Al Ayyam (in Arabic الأيام; The Days) is a newspaper, based in Ramallah, Palestine.

==History and profile==
Al Ayyam was established in 1995, and it is the second-largest circulation daily newspaper in Palestine. Although it is an independent publication, it is considered to be a pro-government and pro-Fatah paper, and is funded by the Palestinian Authority.
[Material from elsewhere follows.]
PR #325, opened 2026-08-17
fix(llm): surface reasoning content on LLMResponse.Thinking (TER-770)

ilsiepotamus:
## What

Stacked on #324 (same file, same response-parsing seam — merge that first; GitHub will retarget this to `main` automatically).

In February 2008, a Hamas-controlled court banned the distribution of Al Ayyam in the Gaza Strip after the newspaper published a cartoon that ridiculed Hamas legislators and Hamas Prime Minister Ismail Haniyeh. The editor of the paper Akram Haniyeh and the offending cartoonist were sentenced to prison terms in absentia. The Palestinian Journalists' Syndicate condemned the court action. As part of a unity deal between Hamas and the Palestine Liberation Organization in May 2014, Al Ayyam returned to distribution in Gaza.

According to former employees, the paper sold a few thousand copies each day in the West Bank.

As of 2010 its editor-in-chief was Akram Haniyya. Rima Nazzal is among the contributors of the paper.